Archimandrite Ephraim devoted his entire life to missionary work, which was based on the opening of Greek Orthodox monasteries in the United States and Canada, which soon became spiritual centers. The first monastery was founded in 1989 (the convent of the Nativity of the Virgin Mary in Pittsburgh, Pennsylvania). In 1995, Archimandrite Ephraim founded the Saint Anthony's Greek Orthodox Monastery in the Sonoran Desert of Arizona in honor of Anthony the Great, where he settled. Totally 19 monasteries were established in the United States and Canada as a result of his work.
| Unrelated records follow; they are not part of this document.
PR #677, opened 2024-10-01
Avoid holding the F3 lock while starting it

Stebalien:
This was causing some testing issues because, e.g., calls to `IsRunning` would block while the startup logic was fetching the initial power table.

### DIFF
--- a/f3_test.go
+++ b/f3_test.go
@@ -108,17 +108,13 @@ func TestF3PauseResumeCatchup(t *testing.T) {
 
 	// Resuming node 1 should continue agreeing on instances.
 	env.resumeNode(1)
-	// make sure we're ahead of node 2, which may be ahead of node 0.
-	resumeInstance := env.nodes[2].currentGpbftInstance() + 1
+	// make sure we're ahead of node 1.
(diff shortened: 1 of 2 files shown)


f3_test.go
```diff
@@ -108,26 +108,22 @@ func TestF3PauseResumeCatchup(t *testing.T) {
 
 	// Resuming node 1 should continue agreeing on instances.
 	env.resumeNode(1)
-	// make sure we're ahead of node 2, which may be ahead of node 0.
-	resumeInstance := env.nodes[2].currentGpbftInstance() + 1
+	// make sure we're ahead of node 1.
+	resumeInstance := env.nodes[1].currentGpbftInstance() + 1
 	env.waitForInstanceNumber(resumeInstance, 30*time.Second, false)
```
Stebalien, line 113: We no longer have access to the cert-store while paused but... there wasn't much point in that anyways. This test is now a little less accurate (check then pause, instead of pause then check), but it should be good enough and shouldn't be flaky.

Stebalien:
I'm not a huge fan of adding another layer, but we were starting to have a _lot_ of random adjacent services and this lets us atomically swap them out.

masih (approved):

PR #678, opened 2024-10-01
Bump the protocol version compatibility

Stebalien:
I can't recall if we've made any major breaking changes, but I want to bump this one more time before the final release just to be safe.


Stebalien:
Don't merge this till we're ready for a final release.

masih (approved):

PR #680, opened 2024-10-02
Fix receive cert error handling

masih:
The runner seemed to swallow errors in `receiveCertificate`. Return them and log at caller.

There are already a bunch of TODOs to determine if fatal errors should be separated. Hence, the logging only.


Stebalien:
Ok, I'm confused. I _changed_ this. `StartInstanceAt` shouldn't return an error.

Stebalien:
Oh! I never actually removed the error return and can't because we catch panics.

Stebalien:
I pushed another commit that reverts the rest of #674. I had thought I could remove errors from `StartInstanceAt`, and I'm not entirely sure how that patch ended up half-finished.

PR #687, opened 2024-10-03
Implement new "fusing" and "no" manifest providers

Stebalien:
1. `FusingManifestProvider` switches from dynamic manifests to static manifests when we get within one finality of the passed static manifest.
2. `NoManifestProvider` is a no-op provider that never returns a manifest. Useful for disabling F3 while still constructing it (without providing some kind of no-op paused manifest).

Also, improve error handling and manifest validation. It may be a bit over the top, but I really want to make sure we fail early if we have an issue with the manifest.


manifest/fusing_manifest_provider.go
```diff
@@ -0,0 +1,109 @@
...
+	"github.com/filecoin-project/go-f3/ec"
+	"go.uber.org/multierr"
+	"golang.org/x/sync/errgroup"
+)
+
+// HeadGetter is the minimal subset of github.com/filecoin-project/go-f3/ec.Backend required by the
+// MixedManifestProvider.
+type HeadGetter interface {
+	GetHead(context.Context) (ec.TipSet, error)
+}
```
Stebalien, line 17: I tried to find a way to avoid this, but couldn't. I would need to have sent some kind of "ranked list" of possible manifests, letting the F3 module decide between them based on the current epoch, or something like that. It was looking pretty nasty.

manifest/fusing_manifest_provider.go
```diff
@@ -0,0 +1,109 @@
...
+				m.updateManifest(update)
+			}
+		}
+	})
+
+	return nil
+}
+
+func (m *FusingManifestProvider) updateManifest(update *Manifest) {
+	drain(m.manifestCh)
```
Stebalien, line 102: I'm _pretty_ sure this mechanism is safe?

Stebalien:
Tests still in progress, but I wanted to get this up for review.

manifest/fusing_manifest_provider.go
```diff
@@ -0,0 +1,118 @@
...
+type HeadGetter interface {
+	GetHead(context.Context) (ec.TipSet, error)
+}
+
+var _ ManifestProvider = (*FusingManifestProvider)(nil)
+
+// FusingManifestProvider is a ManifestProvider that starts by providing dynamic manifest updates
+// then switches to a static manifest when we get within finality of said manifest's bootstrap
+// epoch.
+type FusingManifestProvider struct {
```
masih, line 25: Tests for this please? Either here or in a follow up PR that uses it. Up to you.

manifest/fusing_manifest_provider.go
```diff
@@ -0,0 +1,118 @@
...
+		clock:      clk,
+		manifestCh: make(chan *Manifest, 1),
+	}, nil
+}
+
+func (m *FusingManifestProvider) ManifestUpdates() <-chan *Manifest {
+	return m.manifestCh
+}
+
+func (m *FusingManifestProvider) Start(ctx context.Context) error {
```
masih, line 63: I would add a bunch of logs here. I think we want to know what's happening in this function for debugging purposes, specifically around switch over epoch, when it actually happens and so on.

manifest/fusing_manifest_provider.go
masih: See comment on `drain` implementation.

manifest/no_manifest_provider.go
```diff
@@ -0,0 +1,13 @@
...
+	"context"
+)
+
+var _ ManifestProvider = (*NoManifestProvider)(nil)
+
+type NoManifestProvider struct{}
+
+func (m NoManifestProvider) Start(context.Context) error       { return nil }
+func (m NoManifestProvider) Stop(context.Context) error        { return nil }
+func (m NoManifestProvider) ManifestUpdates() <-chan *Manifest { return nil }
```
masih, line 13:
```suggestion
func (NoManifestProvider) Start(context.Context) error       { return nil }
func (NoManifestProvider) Stop(context.Context) error        { return nil }
func (NoManifestProvider) ManifestUpdates() <-chan *Manifest { return nil }
```

manifest/no_manifest_provider.go
```diff
@@ -0,0 +1,13 @@
+package manifest
+
+import (
+	"context"
+)
+
+var _ ManifestProvider = (*NoManifestProvider)(nil)
+
+type NoManifestProvider struct{}
```
masih, line 9: Subjective: 
* `Noop` instad of No.
* While at it rename the files containing provider implementations in this package to either have `_mainfest_provider.go` suffix, or not.  I would probably use `_provider.go`.

masih (approved):

manifest/fusing_manifest_provider.go
```diff
@@ -0,0 +1,118 @@
...
+}
+
+func (m *FusingManifestProvider) updateManifest(update *Manifest) {
+	drain(m.manifestCh)
+	m.manifestCh <- update
+}
+
+func (m *FusingManifestProvider) Stop(ctx context.Context) error {
+	m.cancel()
+	return m.errgrp.Wait()
```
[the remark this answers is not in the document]
Stebalien: Yeah, this is an issue everywhere.

manifest/util.go
```diff
@@ -0,0 +1,11 @@
+package manifest
+
+func drain[C any](ch <-chan C) {
+	for {
+		select {
+		case <-ch:
+		default:
+			return
+		}
+	}
```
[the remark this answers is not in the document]
Stebalien: The channel isn't closed, I just want to drain until it's empty so I can write a new value. Technically the loop itself is necessary, but it makes it work no matter the size of the channel (assuming `drain` is never called concurrently with writing to it).

manifest/fusing_manifest_provider.go
Stebalien: Yep, that's next.

manifest/no_manifest_provider.go
Stebalien: Yeah, I like the suggestion.

Kubuxu (approved):
SGWM bar tests

manifest/fusing_manifest_provider.go
Stebalien: I added a couple of logs.

Stebalien:
1. Added a few logs.
2. Added tests.
3. Avoided aborting everything if stopping the dynamic manifest provider fails.

manifest/util.go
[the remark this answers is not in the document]
masih: ah brain fart on my part re channel closure 👍 
Does select statement in go guarantee that channel is read from first if `default` is present?

manifest/static.go
```diff
@@ -12,10 +12,13 @@ type StaticManifestProvider struct {
 	ch <-chan *Manifest
 }
 
-func NewStaticManifestProvider(m *Manifest) ManifestProvider {
+func NewStaticManifestProvider(m *Manifest) (*StaticManifestProvider, error) {
```
masih, line 15: Rename this file to `static_provider.go` while at it?

masih (approved):

PR #688, opened 2024-10-03
Specify whether or not to finalize tipsets in the manifest itself

Stebalien:
This'll make it easier to wire up the bootstrap logic.

### DIFF
--- a/host.go
+++ b/host.go
@@ -216,8 +216,14 @@ func (h *gpbftRunner) Start(ctx context.Context) (_err error) {
 						// There is not much we can do here other than logging. The next instance start
 						// will effectively retry checkpointing the latest finalized tipset. This error
 						// will not impact the selection of next instance chain.
-						log.Error(fmt.Errorf("error while finalizing decision at EC: %w", err))
+						log.Errorf("error while finalizing decision at EC: %+v", err)
 					}
+				} else {
+					ts := cert.ECChain.Head()
+					log.Infow("not finalizing a new head because Finalize the manifest specifies that tipsets should not be finalized",
+						"tsk", ts.Key,
+						"epoch", ts.Epoch,
+					)
 				}
 				const keepInstancesInWAL = 5
 				if cert.GPBFTInstance > keepInstancesInWAL {
--- a/host.go
+++ b/host.go
@@ -210,12 +210,14 @@ func (h *gpbftRunner) Start(ctx context.Context) (_err error) {
 					// does, error loudly since the chances are the cause is a programmer error.
 					return errors.New("cert store subscription to finalize tipsets was closed unexpectedly")
 				}
-				key := cert.ECChain.Head().Key
-				if err := h.ec.Finalize(h.runningCtx, key); err != nil {
-					// There is not much we can do here other than logging. The next instance start
-					// will effectively retry checkpointing the latest finalized tipset. This error
-					// will not impact the selection of next instance chain.
-					log.Error(fmt.Errorf("error while finalizing decision at EC: %w", err))
+				if h.manifest.EC.Finalize {
+					key := cert.ECChain.Head().Key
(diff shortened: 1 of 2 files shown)


Stebalien:
We should probably _also_ add an option to the dynamic manifest provider allowing us to filter/reject manifests we don't want. Specifically, mainnet nodes should:

1. Reject dynamic manifests where the network name is equal to the "static" network name (the final network name).
2. Reject dynamic manifests that finalize tipsets (except when testing).

manifest/manifest.go
```diff
@@ -27,6 +27,7 @@ var (
 		// MaxBackoff is 15min given default params
 		BaseDecisionBackoffTable: []float64{1.3, 1.69, 2.2, 2.86, 3.71, 4.83, 6.27, 7.5},
 		HeadLookback:             0,
+		Finalize:                 true,
```
masih, line 30: Would be nice to make the default be zero-value of `bool`

host.go
```diff
@@ -210,12 +210,14 @@ func (h *gpbftRunner) Start(ctx context.Context) (_err error) {
...
-					// will effectively retry checkpointing the latest finalized tipset. This error
-					// will not impact the selection of next instance chain.
-					log.Error(fmt.Errorf("error while finalizing decision at EC: %w", err))
+				if h.manifest.EC.Finalize {
+					key := cert.ECChain.Head().Key
+					if err := h.ec.Finalize(h.runningCtx, key); err != nil {
+						// There is not much we can do here other than logging. The next instance start
+						// will effectively retry checkpointing the latest finalized tipset. This error
+						// will not impact the selection of next instance chain.
+						log.Error(fmt.Errorf("error while finalizing decision at EC: %w", err))
```
masih, line 219: I fat-fingered this line, apologies. Below should fix it.
```suggestion
						log.Errorf("error while finalizing decision at EC: %w", err)
```

host.go
```diff
@@ -210,12 +210,14 @@ func (h *gpbftRunner) Start(ctx context.Context) (_err error) {
 					// does, error loudly since the chances are the cause is a programmer error.
 					return errors.New("cert store subscription to finalize tipsets was closed unexpectedly")
 				}
-				key := cert.ECChain.Head().Key
-				if err := h.ec.Finalize(h.runningCtx, key); err != nil {
-					// There is not much we can do here other than logging. The next instance start
-					// will effectively retry checkpointing the latest finalized tipset. This error
-					// will not impact the selection of next instance chain.
-					log.Error(fmt.Errorf("error while finalizing decision at EC: %w", err))
+				if h.manifest.EC.Finalize {
```
masih, line 213: For the benefit of user, do we want to log somewhere at start to indicate tipsets will not be marked as finalized even if Lotus's `F3Consensus` build param is true?

I would, because I suspect this might surprise Lotus operators.

masih (approved):

masih:
> We should probably _also_ add an option to the dynamic manifest provider allowing us to filter/reject manifests we don't want.

Would manifest protocol version alone not be enough? Why we want a dynamic filter over manifests within the same version?

Stebalien:
> Would manifest protocol version alone not be enough? Why we want a dynamic filter over manifests within the same version?

Security. To make sure the dynamic manifest provider can't make nodes do things.

manifest/manifest.go
Stebalien: I generally agree but... I think this way is actually safer in this case. But I could be swayed either way.

host.go
Stebalien: Whether or not to finalize will be hard-coded, but I do agree that an info log is in order.

host.go
Stebalien: Needs to be `%+v`, committing locally.

PR #689, opened 2024-10-03
Support filtering received dynamic manifest

Stebalien:
That way we can, e.g., prevent the manifest server from sending manifests that apply to the mainnet network name, actually finalize tipsets, etc.

See #688.

### DIFF
--- a/cmd/f3/observer.go
+++ b/cmd/f3/observer.go
@@ -166,7 +166,10 @@ var observerCmd = cli.Command{
 		if err != nil {
 			return fmt.Errorf("decoding manifestServerID: %w", err)
 		}
-		manifestProvider, err := manifest.NewDynamicManifestProvider(nil, ds, pubSub, manifestServerID)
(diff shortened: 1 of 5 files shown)


cmd/f3/observer.go
```diff
@@ -166,7 +166,10 @@ var observerCmd = cli.Command{
 		if err != nil {
 			return fmt.Errorf("decoding manifestServerID: %w", err)
 		}
-		manifestProvider, err := manifest.NewDynamicManifestProvider(nil, ds, pubSub, manifestServerID)
+		manifestProvider, err := manifest.NewDynamicManifestProvider(
+			pubSub, manifestServerID,
+			manifest.DynamicManifestProviderWithDatastore(ds),
```
Stebalien, line 171: Gets a bit wordy, but makes it easier to add more params later.

masih (approved):

Kubuxu (approved):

The Greek Orthodox monasteries in North America founded by Ephraim of Arizona are:

Nunneries (for women)
| Date | Monastery | Location | Ref. |
|---|---|---|---|
| 1989 | Nativity of the Theotokos Greek Orthodox Monastery | Saxonburg, Pennsylvania, US |  |
| 1993 | St. Kosmas Aitolos Greek Orthodox Monastery | Bolton, Ontario, Canada |  |
| 1993 | Panagia Parigoritissa Greek Orthodox Monastery | Brownsburg-Chatham, Quebec, Canada |  |
| 1993 | St. John Chrysostomos Greek Orthodox Monastery | Pleasant Prairie, Wisconsin, US |  |
| 1993 | Holy Protection of the Theotokos Greek Orthodox Monastery | White Haven, Pennsylvania, US |  |
| 1993 | Life-giving Spring of the Theotokos Greek Orthodox Monastery | Dunlap, California, US |  |
| 1995 | St. John the Honorable Forerunner Greek Orthodox Monastery | Goldendale, Washington, US |  |
| 1998 | Annunciation of the Theotokos Greek Orthodox Monastery | Reddick, Florida, US |  |
| 1998 | Panagia Prousiotissa Greek Orthodox Monastery | Troy, North Carolina, US |  |
| 2004 | St. Paraskevi Greek Orthodox Monastery | Washington, Texas, US |  |

Monasteries (for men)
| Date | Monastery | Location | Ref. |
|---|---|---|---|
| 1995 | St. Anthony Greek Orthodox Monastery | Florence, Arizona, US |  |
| 1996 | Holy Archangels Greek Orthodox Monastery | Kendalia, Texas, US |  |
| 1998 | Panagia Vlahernon Greek Orthodox Monastery | Williston, Florida, US |  |
| 1998 | Holy Trinity Greek Orthodox Monastery | Smiths Creek, Michigan, US |  |
| 1998 | Panagia Pammakaristos Greek Orthodox Monastery | Lawsonville, North Carolina, US |  |
| 1998 | Holy Transfiguration Greek Orthodox Monastery | Harvard, Illinois, US |  |
| 1998 | St. Nektarios Greek Orthodox Monastery | Roscoe, New York, US |  |

==Death==
Archimandrite Ephraim died at St. Anthony Monastery, Arizona, on December 7, 2019, at the age of 91.